Posted on September 21, 2010

Sometimes it's easy to think that advertising is the answer to everything.  And as an advertising agency owner, it'd be really easy for me to be the first to agree.

But the truth is that there are many internal, or operational, problems that not even the best ad campaign can overcome - and all health care leaders need to consider the following before insisting on waving the magic advertising wand:

  1. Never overpromise. We all know that advertising can influence behavior and buying decisions. So what happens when your ads convince consumers to try a service at your facility only to have them leave feeling underwhelmed or deceived?  They likely won't come back - and they'll be sure to tell their friends and neighbors about the experience. Make sure your ads portray the reality within your walls.
  2. Meet the demand.
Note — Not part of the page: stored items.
PR #2505, opened 2025-06-03
Simple Quantum Phase estimation sample via ApplyQPE (Base profile)

DmitryVasilevsky:
This adds a sample for Simple Quantum Phase Estimation using ApplyQPE.
Sample is suitable for base profile.

### DIFF
--- a/samples/algorithms/SimplePhaseEstimation.qs
+++ b/samples/algorithms/SimplePhaseEstimation.qs
@@ -7,14 +7,15 @@
 /// Rz gate is used as the unitary operation,
 /// and the eigenvector |1⟩ is chosen for the phase estimation.
 /// Run this sample and check the histogram of results.
+/// This sample is suitable for base profile.
 
 /// # Summary
 /// Estimate the phase of the eigenvalue of the unitary gate U
 /// using Quantum Phase Estimation (QPE) algorithm.
-/// The result is returned as an array of {0,1} integers
+/// The result is returned as an array of `Result` values
 /// representing the binary fraction of the phase in big-endian order.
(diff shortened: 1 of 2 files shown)


samples/algorithms/SimplePhaseEstimation.qs
```diff
@@ -0,0 +1,66 @@
...
+/// Quantum Phase Estimation of a simple unitary operation.
+/// Rz gate is used as the unitary operation,
+/// and the eigenvector |1⟩ is chosen for the phase estimation.
+/// Run this sample and check the histogram of results.
+
+/// # Summary
+/// Estimate the phase of the eigenvalue of the unitary gate U
+/// using Quantum Phase Estimation (QPE) algorithm.
+/// The result is returned as an array of {0,1} integers
+/// representing the binary fraction of the phase in big-endian order.
```
billti, line 16: Is this typical? What's the down-side to just returning an actual float?

DmitryVasilevsky: This is a good question and I've seen different ways of doing this. Originally, I thought I'd just return an array of Results for this sample, so that it's suitable for the base profile. But seeing that on the histogram it wasn't super easy to decipher. I changed it to 0s and 1s so that it looked like binary at least for the time I worked with it. But left it that way. Now I think it should be back to array of results.
I'm preparing another sample to estimate the actual eigenvalue, and it will deal with actual floats.

DmitryVasilevsky: Updated.

msoeken (approved):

Once again, your ads have worked - too well it turns out.  When your potential new patient calls to make an appointment, she finds out the next appointment is available in three months.  By then, she will have gone to your competitor - for the same service you just spent money convincing her she needs. Before the ads hit, verify that there is enough capacity to handle the demand it creates.  You'll also want your media buyer to be creative so you have time to track the campaign before over-committing.
  3. Service is king. No ad campaign can overcome poor customer service.  Sure, great quality care will be enough for some patients, but in the long run your entire team - from the customer service reps to the nurses and the doctors - need to live your service promise.  Before building your next ad campaign, invest in customer service training that can truly differentiate your organization from the competition - then promote what it means to your patients.

While advertising can help you build brand, broaden market share, increase profitability-all these essential things and more-it can't do all of the work for you. Marketing can help get consumers to call you but it can't answer the phones. It can help increase awareness and build credibility but it can't schedule appointments or set a broken arm. You get the picture.

Keep in mind that opportunities can morph into problems-if they aren't handled correctly. That's why it's important. Scratch that. That's why it's imperative to have everyone on your staff up-to-speed, onboard and prepared to live up to the service levels and expectations your marketing promotes.